Lei bianca, lui nero: circondati da una banda di suprematisti bianchi inferociti. La ragazza è stata colpita al volto con un pugno. Chi sono i gruppi dietro questa brutta storia

Suprematisti bianchi negli Usa

Suprematisti bianchi negli Usa

globalist 30 ottobre 2017

Una donna bianca e il suo compagno, un uomo nero, sono stati aggrediti da un gruppo di neo-nazisti in Tennessee dopo la manifestazione White Lives Matter del gruppo neonazista dei suprematisti bianchi. La ragazza e il suo fidanzato stavano mangiando in un ristorante a Brentwood, quando un gruppo di circa 20-30 uomini, vestiti di nero, sono entrati nel locale e hanno cominciato a insultarli. Il gruppo veniva da una manifestazione a Shelbyville, a circa 50 miglia di distanza.
Secondo la polizia di Nashville le provocazioni sono iniziate quando uno del branco ha chiesto alla donna di "indovinare" chi erano. Poi le hanno detto, insistentemente, di lasciare "il negro" e di unirsi a loro.
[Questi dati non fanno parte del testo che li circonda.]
PR #103, opened 2015-05-11
commands: Reduce memory allocations in ZAdd

abustany:
When adding lots of data in Redis, the allocations in ZAdd can put quite some pressure on the GC... Using the benchmark in https://gist.github.com/abustany/8f2cf2ee3b968020b75e , I get the following results:

```
benchmark              old ns/op     new ns/op     delta
BenchmarkRedisZAdd     22371         21779         -2.65%

benchmark              old allocs     new allocs     delta
BenchmarkRedisZAdd     10             9              -10.00%

benchmark              old bytes     new bytes     delta
BenchmarkRedisZAdd     373           343           -8.04%
```

There are probably a couple of places in the library where we could use a sync.Pool, for example for the commands, to reduce GC pressure, but that'd be the subject of another pull request...

### DIFF
--- a/commands.go
+++ b/commands.go
@@ -870,9 +870,12 @@ type ZStore struct {
 }
 
 func (c *commandable) ZAdd(key string, members ...Z) *IntCmd {
-	args := []string{"ZADD", key}
-	for _, m := range members {
-		args = append(args, formatFloat(m.Score), m.Member)
+	args := make([]string, 2+2*len(members))
+	args[0] = "ZADD"
+	args[1] = key
+	for i, m := range members {
+		args[2+2*i] = formatFloat(m.Score)
+		args[2+2*i+1] = m.Member
 	}
 	cmd := NewIntCmd(args...)
 	c.Process(cmd)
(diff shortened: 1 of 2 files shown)


commands.go
```diff
@@ -870,9 +870,13 @@ type ZStore struct {
 }
 
 func (c *commandable) ZAdd(key string, members ...Z) *IntCmd {
-	args := []string{"ZADD", key}
-	for _, m := range members {
-		args = append(args, formatFloat(m.Score), m.Member)
+	args := make([]string, 2+2*len(members))
+	args[0] = "ZADD"
+	args[1] = key
+
```
vmihailenco: Remove space.

vmihailenco:
Looks good, but please add benchmark from https://gist.github.com/abustany/8f2cf2ee3b968020b75e to the redis_test.go file.

vmihailenco:
Thanks. I rebased your changes and created new PR https://github.com/go-redis/redis/pull/108. Closing this one.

La ragazza, a quel punto, nel tentativo estremo di evitare il peggio è uscita fuori dal locale per parlare con la gang. "C'erano anche altre donne - ha detto la ragazza - quindi ho provato a ragionare almeno con loro. Ma a quel punto è arrivato un uomo sui trent'anni, mi ha colpita con un pugno in faccia".
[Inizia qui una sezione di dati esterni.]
PR #104, opened 2015-05-13
cluster: user ClusterInfo instead of Ping to find live node.

vmihailenco:
This check is much stricter since it verifies that node at least knows how to handle `CLUSTER INFO` command.


dim:
LGTM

La vittima in una dichiarazione a Fox News ha detto che lei e il suo sono "veramente tristi" per quanto hanno visto e sentito. Alla manifestazione, accanto al Nationalist Front era presente il movimento neo-fascista Traditionalist Worker Party (TWP), il National Socialist Movement (NSM), e  la Lega Neo-Confederata del Sud. Una summa delle conventicole razziali dei suprematisti bianche negli States.
Lo slogan più gettonato è stato ancora una volta di stampo antisemita: "Gli ebrei non prenderanno il nostro posto".